**Problem statement:** Copy out every line holding the string "graphNode" from the records below.

(Stored items)
PR #3286, opened 2019-02-13
web: fix layout of resource boxes on pipeline view

### LINKED ISSUE #3224: Pinned Resource Hover Style
When a resource has a pinned version, hovering over it in the pipeline view removes the padding between the pin icon and the text.

resource

* Concourse version: dev
* Infrastructure/IaaS: local
* Did this used to work? N/A

pivotal-jamie-klassen:
fixes #3224

### DIFF
--- a/web/assets/css/production.less
+++ b/web/assets/css/production.less
@@ -339,12 +339,8 @@ svg.pipeline-graph {
     stroke-width: 4px;
   }
 
-  .active.node rect {
-    filter: url(#embiggen);
-  }
-
   .active.node image {
-    transform: scale(1.09) translate(-5px, -1px);
+    transform: scale(1.06);
   }
 
   .active.node text {
--- a/web/public/index.js
+++ b/web/public/index.js
@@ -38,6 +38,50 @@ function redrawFunction(svg, jobs, resources, newUrl) {
       }
     })
 
+    function layoutGraphNode(graphNode, svgNode, isHighlighted) {
+      svgNode.classed({
+        active: isHighlighted
+      })
+      var scaleFactor = isHighlighted ? 1.06 : 1.00;
+
+      var padding = graphNode.padding() * scaleFactor;
+      var textNode = svgNode.select("text").node();
+      var imageNode = svgNode.select("image").node();
+      var height = graphNode.height() * scaleFactor;
+
+      var width;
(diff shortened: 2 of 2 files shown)


pivotal-jamie-klassen:
Trying to do this the Right Way on the `js-unit-tests` branch and realizing that it is pretty tricky to 'observe' (via DOM or SVG query methods, i.e. [getBBox](https://developer.mozilla.org/en-US/docs/Web/API/SVGGraphicsElement), [clientWidth](https://developer.mozilla.org/en-US/docs/Web/API/Element/clientWidth), [scrollWidth](https://developer.mozilla.org/en-US/docs/Web/API/Element/scrollWidth), [getBoundingClientRect(...).width](https://developer.mozilla.org/en-US/docs/Web/API/Element/getBoundingClientRect) or [window.getComputedStyle(...).width](https://developer.mozilla.org/en-US/docs/Web/API/Window/getComputedStyle)) the effect of an SVG filter (`dilate` in our case, via the [`#embiggen` element](https://github.com/concourse/concourse/blob/73221b3d902c1e5ed13296784163e93cc7129b1b/web/public/index.js#L268-L272)): long story short, almost all of the existing methods will only query the dimensions of an element _independent_ of its applied filters/transforms. This seems like a [reasonably well-established problem](https://stackoverflow.com/questions/9847684/get-the-real-size-of-a-svg-g-element) and while there may be tricks by which you can compute the resulting dimensions of an SVG element after it has a filter applied, it seems likely to be hard to reason about. From a pure TDD perspective this would discourage using filters at all, but maybe there's a way to think about the layout such that the `dilate` filter can be used alongside the required size/position changes for the text and pin icon. For now, I think we can agree that this is a magic number smell:

https://github.com/concourse/concourse/blob/master/web/assets/css/production.less#L347

vito:
@pivotal-jamie-klassen fyi this is kind of a small polish thing so I'm gonna take it out of the 5.0 milestone.

vito:
Just came back and took a look at this and it seems pretty broken (probably due to recent changes for resource icons). Do we still need this? It seems like the resource boxes are rendering OK now.

pivotal-jamie-klassen:
I'm fine closing this now. There's a better effort on the `js-unit-tests` branch anyway, which I might come back to at some point.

**Answer space:**
+    function layoutGraphNode(graphNode, svgNode, isHighlighted) {
+      var padding = graphNode.padding() * scaleFactor;
+      var height = graphNode.height() * scaleFactor;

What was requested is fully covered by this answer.